# Keep Artest out of Sacto!



## squall8046 (Jan 17, 2006)

I think the Kings should back out of this deal and not go through with it. Ron Artest is not worth all the baggage that comes with him. Check out this link.

Artest Timeline


----------



## Floods (Oct 25, 2005)

Well You Got Your Wish.

Because Of Petrie. Honestly That Guy Is 10 Times Dumber Than I Give Him Credit For. So What If Artest Doesn't Want To Play In Sacto Acquire Him Anyway Then Ship Him Somewhere Else Maybe To L.a. For Lamar Odom.


----------



## shobe42 (Jun 21, 2002)

i hope he doesn't go there... cuz i want him on the Lakeshow...

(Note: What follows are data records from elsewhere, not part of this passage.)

Issue #1244, opened 2022-02-09
DOCS: Deploy Testnet needs an update


nooomski:
I was checking the broken links in the Check Markdown Link and found that [Deploy Your Own Gaia Testnet](https://github.com/cosmos/gaia/blob/main/docs/hub-tutorials/deploy-testnet.md) is heavily outdated as its still relying on the supporting code in the now missing "networks directory".

We can use this issue to discuss what we want to achieve with this article and hopefully provide a revamped article (or decide to remove it all-together).

pankaj0812:
Hi @nooomski . I was trying to setup a MultiNode Local Automated testnetwork following the docs, and found an issue with the Makefile which relies on the networks/ directory, which currently has been moved to contrib/ in the main branch. 

In order to get the setup to work, we probably need to change `
	$(MAKE) -C networks/local` to 
`$(MAKE) -C contrib/testnets/local`. I have raised a PR for the same #1349. Please have a look.

okwme:
as part of this we should move the other devnet documentation into this tutorial as a larger devnet tutorial.

similarly the migration tutorials should be moved to the mainnet repo.

nooomski:
Closed by #1466

PR #1456, opened 2022-04-26
refactor: liveness tests

alexanderbez:
- Remove old legacy docker-compose-based liveness setup and tests in favor of a more streamlined use of ignite CLI.
- Fix CI workflows for `Build & Test`


okwme:
ah just realized this is failing lint chcker cause you removed all the `deploy-testnet.md` docs. This is realted to this issue @alexanderbez : https://github.com/cosmos/gaia/issues/1244
Do you have an opinion about the contents of the `contrib/testnets` directory Bez? Should we just nuke all of it or is any of it still used / useful in light of https://github.com/cosmos/testnets?

.github/workflows/test.yml
```diff
@@ -70,11 +63,42 @@ jobs:
...
+        run: |
+          curl https://get.ignite.com/cli@v0.20.0! | bash
+        if: env.GIT_DIFF
+      - name: Start Local Network via Ignite CLI
+        run: |
+          make start-localnet-ci > ignite.out 2>&1 &
+        if: env.GIT_DIFF
+      - name: Test Local Network Liveness
+        run: |
+          sleep 3m
```
yaruwangway, line 102: why sleep ? and sleep so long ?

contrib/scripts/test_localnet_liveness.sh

i got a lot of friends in Sac and my opinoin is that if he already said he doesnt want to play in Sac and he shows up there you people will not like him much... people from sacramento don't take making fun of their "city" very well... then again C-Webb did it and **** ended up working out...


----------



## shobe42 (Jun 21, 2002)

i think Artest just says things that he knows will bug the general public... "I want to teach math to tenth graders????" what the ****?... honestly, tho **** really started going down the hill when he got all those flagrant fouls consecutively in 2002-03... he was a pretty straight shooter b4 that... just a lil goofy... aplying for a job at circut city.. thats funny as ****... i'd just be worried that he is too far gone by now...


----------



## Floods (Oct 25, 2005)

shobe42 said:


> i hope he doesn't go there..._ cuz i want him on the Lakeshow..._
> 
> i got a lot of friends in Sac and my opinoin is that if he already said he doesnt want to play in Sac and he shows up there you people will not like him much... people from sacramento don't take making fun of their "city" very well... then again C-Webb did it and **** ended up working out...

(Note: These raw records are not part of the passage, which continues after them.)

Issue #704, opened 2021-02-27
Generalized bloat


faddat:
I'm of the opinion that economic growth, along with with DEX implementation & IBC is going to lead to a scenario I've named "generalized bloat".  It was originally named something else, but we will no longer refer to the problem this way.

https://forum.cosmos.network/t/proposal-draft-gaia-v8-rho-upgrade/6570/4

The Generalized bloat situation is going to at least affect validators and exchanges, but will also likely touch on other matters, as well.  

## Generalized bloat

* https://github.com/cosmos/gaia/issues/670
* https://github.com/cosmos/gaia/issues/669
* Validators are more expensive to operate
* Sync times are lengthened (though state sync takes care of this)
* Various resource requirements go up

The above issues are from only a moderately bloated Gaia: IIRC, the codebase was clocking in ~300GB at the time.  

After the DEX is added, I'm thinking that Gaia is going to get MUCH more bloated:  Terabytes

I was thinking out loud about this in the Tendermint engineering slack, and realized that I should publish my thoughts, because if we're not testing what 1TB+ Gaia looks like, we should be.  

I think it'd be a shame to strap on a best in class AMM system, and then get stuck because the load it puts on the network isn't manageable, smilar to ETH and Uniswap today.

tac0turtle:
This is a concern of mine as well. I am hoping with the upcoming work around reworking storage this problem will becomes less present. 

There is also ongoing work on the Tendermint side to make storage more efficient.

faddat:
Any thoughts on how to set up a (preferably automated) test of a bloated network?

One could likely run simapp, and eventually you'd get a bloated gaia, but ideally you'd want a real world network scenario, with all the strange things that tend to happen only on a live network.

faddat:
@shahankhatch this is making me think about system requirements for Gaia.  

So, she runs on a pi:

![Screen Shot 2021-03-21 at 5 09 57 PM](https://user-images.githubusercontent.com/7142025/111901037-455eba80-8a68-11eb-8c06-12f87f3d7b51.png)

but I suspect that pi has a bad microsd card.  Unfortunately, I have a tough time getting legit microSD cards here (Hanoi). The ones that I have that are known-good, don't suffer from this write problem and I've got another Gaia coming up on another SD card and I think I am going to smash this one to prevent it getting in my workflow again.

**anyway**

I am wondering how fast and furious we should expect state growth to be when the liquidity module is added to gaia.

faddat:
#817

[...]

PR #1463, opened 2022-05-01
Note database choices

faddat:
#704 can be addressed somewhat with different database choices.

This adds those to the state sync script to make it easier to use.


faddat:
This pull request provides guidance to users on how to use different databases when doing a state sync. It does literally nothing else.

tac0turtle (approved):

Well if he does come to SAC you can have him...for Lamar Odom. :makeadeal


----------



## endora60 (Jan 5, 2006)

TheBigDonut said:


> Well You Got Your Wish.
> 
> Because Of Petrie. Honestly That Guy Is 10 Times Dumber Than I Give Him Credit For. So What If Artest Doesn't Want To Play In Sacto Acquire Him Anyway Then Ship Him Somewhere Else Maybe To L.a. For Lamar Odom.


Well, it looks like the Artest/Peja trade is back on. I'd feel sorry for Sacramento, but after the way they've treated Peja with this, all the misery Artest will cause on a team he didn't want to go to will be richly deserved. Peja deserved better than he got from the Kings :brokenhea and the Kings have earned the wreck Artest will be.

Laurie


----------



## Mr. Hobbes (Jul 1, 2005)

Well, I said it was a smart move by Petrie to reject that trade, but I take it back.


----------



## Wilmatic2 (Oct 30, 2005)

Too late.


----------



## maKINGSofgreatness (Aug 17, 2003)

Well, I respect his opinion, but he seems to be in the minority of Kings fan.


----------



## Floods (Oct 25, 2005)

maKINGSofgreatness said:


> Well, I respect his opinion, but he seems to be in the minority of Kings fan.


me?


----------



## maKINGSofgreatness (Aug 17, 2003)

I was reffering to the starter of the thread. Should have been more specific. Not that I do not respect your's, that's not what I was talking about.


----------